By 2014, Android will be challenging Nokia to become the world’s most popular smart phone operating system, the firm said.

The explosive growth of Android will make it the world’s second-most-popular system by the end of 2010, Gartner said in its annual global smart-phone forecast. Android will account for 17.7% of worldwide sales, up from 3.9% at the end of 2009.

Google says more than 200,000 Android phones are being activated every day.

With phone manufacturers such as Samsung, Sony Ericsson, LG and Motorola planning to offer budget Android phones this fall, the Google system will have double the iPhone’s worldwide market share by 2014, Gartner said.

“It’s a matter of Android really going more into the hands of the mainstream user,” said Roberta Cozza, principal research analyst at Gartner. “The iPhone will remain focused toward the higher end of the market, while through the end of this year and into 2011, all that growth you see in Android will come from the fact that most of the vendors who are backing it will release cheaper smart phones.”

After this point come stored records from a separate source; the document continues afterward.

Issue #899, opened 2024-11-20
Remove `unwrap`


dayeon5470:
## Background
- The development rules for our product say that we should use `expect` instead of `unwrap` in situations where we are confident that `panic` will not necessarily occur.

## Task
- Remove unwrap(), which is used against the rules

sophie-cluml:
@dayeon5470 We should not mention private links.

PR #937, opened 2024-12-23
Refactor unwrap to improve error handling

BLYKIM:
Close: #899

### DIFF
--- a/src/graphql/export.rs
+++ b/src/graphql/export.rs
@@ -2669,8 +2669,9 @@ fn export_statistic_file(
             loop {
                 match iter.next() {
                     Some(Ok(item)) => {
-                        // replace new value (min_index's vector value is always exist)
-                        *iter_next_values.get_mut(min_index).unwrap() = item;
+                        *iter_next_values
+                            .get_mut(min_index)
+                            .expect("The index is one of the actual elements in the vector, so it is always valid.") = item;
                         break;
                     }
                     Some(Err(_)) => {
--- a/src/graphql/statistics.rs
+++ b/src/graphql/statistics.rs
@@ -224,8 +224,7 @@ fn gen_statistics(
         for idx in next_candidate {
             if let Some(iter) = stats_iters.get_mut(idx) {
                 if let Some(item) = iter.next() {
-                    // replace new value (value is always exist)
-                    *iter_next_values.get_mut(idx).unwrap() = item;
+                    *iter_next_values.get_mut(idx).expect("`next_candidate` is generated during iteration over `iter_next_values`, ensuring all its indices are valid within the latter.") = item;
                 } else {
                     // No value to call with the iterator.
                     let _ = stats_iters.remove(idx);
--- a/src/lib.rs
+++ b/src/lib.rs
@@ -165,8 +165,10 @@ extern crate proc_macro;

By the end of 2014, Gartner says, Android and Nokia’s Symbian operating system will each account for about 30% of the global smart-phone sales, while Apple’s iOS will be third with about 15% and RIM will be fourth with about 12%. The projections reflect Gartner’s expectation that Verizon, the largest U.S. wireless carrier, will begin to sell the iPhone in coming months, Cozza said.

Mike Swift writes for the San Jose Mercury News.